The steps her group is advocating range from legislation that would let customers sue software companies over security loopholes in their products (by law, the industry is now largely exempt from such claims), to building new tracking systems that would make it impossible for even hackers to use the Internet without leaving a clear trail, to forcing everyone on the Net to put security protection on their PCs.

Every remedy has a downside -- usually, it boosts costs or reduces privacy -- and each will be hard to implement without somehow damaging the Net as it has been so far. And yet, it seems clear that the Internet has grown so far beyond its geek roots that it has "truly come to resemble society with both the good and the bad," Farber says. And a realization is growing that it may need to be managed with that foremost in mind.

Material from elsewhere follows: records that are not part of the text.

PR #4459, opened 2023-02-01
 examples/networking: add tcp_mon_block

agentzex:
tcp_mon_block uses netlink TC, kernel tracepoints and kprobes to monitor outgoing connections from given PIDs (usually HTTP web servers) and block connections to all addresses initiated from them (acting like an in-process firewall) , unless they are listed in allow_list. This way the process can mitigate connections to unexpected malicious addresses, like to a C2 server, happening after a successful exploitation of the process
Signed-off-by: Dor A <cybernpy@gmail.com >


agentzex:
Hello  :)
Are you still accepting PRs for new examples ?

"SOMEWHAT FLAKY."  Fortunately, despite the recent debacles, the Net's underpinnings remain solid. Generally, network performance has stayed strong, and traffic has continued to grow. In October, 2002, the so-called DNS root servers -- the 13 systems containing the databases that are the highest-level cops for directing traffic around the Internet -- survived a massive denial-of-service (DOS) attack without failing, an event many observers took as proof that the system remains robust.

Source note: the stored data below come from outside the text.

PR #4464, opened 2023-02-06
tools/scsilatency: add scsilatency tool

weibang6liu:
We used BCC to monitor I/O stack performance on mobile(AArch64) platform, and found it's very efficient and use easily. Meanwhile, we found lack of some tools in multiple layers，then we devloped a tools for SCSI layer.
The mobile storage were UFS mostly, and UFS device follows SCSI protocol. This tool can be used for monitor device performance in SCSI layer.
We hope this tools can help more people.

### DIFF
--- a/README.md
+++ b/README.md
@@ -147,6 +147,7 @@ pair of .c and .py files, and some are directories of files.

This summer's SoBig intruder, though one of the most virulent worms yet, failed to shut down the Net, even though it triggered a 20-fold increase in requests for mail-server lookups at DNS root operator VeriSign (VRSN ). The Web even has a sort-of safety net: a glut of fiber-optic capacity around the world that could be used if the current pipes start to clog. And yet, as the Net has become more widely used, "things...have gotten somewhat flaky," worries Farber. He argues that ensuring the security of computers and systems should be the No. 1 priority for protecting the Net and those who use it.

The most technically radical proposal that's being advanced would alter the way data is exchanged on the Net, with the aim of making the passage of bits and bytes much less anonymous than it is now. It's this namelessness that creates a haven for hackers who forge or spoof the originating IP address (an Internet identification tag for computers) on their data to mask their identity.

VALIDATING TRAFFIC.  Spammers, too, love the faceless nature of the Web since it gives them cover as they send millions of messages with bogus address headings. The solution, say some, is to build in mechanisms for identifying and authenticating anyone who uses the Net. The goal would be to legitimize an environment where, at the moment to some extent, engaging in "commerce is the moral equivalent of buying a watch from someone in a trench coat on a street corner," says the IAB's Daigle. "We need better accountability."

That could take several forms. The newest iteration of the Internet protocol standard, called Ipv6, provides a way to assign tracking tags to data that move over the Net. Paul Mockapetris, who helped design the current DNS system, has suggested combining this capability with a more secure form of DNS, called DNSec, that uses digital certificates stored on machines connected to the Internet to validate that the data passing across the wires originated from those servers. If this worked as advertised, those who dispense worms and viruses would be unmasked -- or at least thwarted.

Several other technical ways exist to achieve this aim. Unfortunately, all would require some heavy lifting -- namely, widespread adoption of new DNS and routing software that's harder to use than the existing variety. And managing all the digital certificates or encryption keys -- nearly every PC would need to have one for these proposals to work -- would likely prove onerous, boosting the costs of both software and training.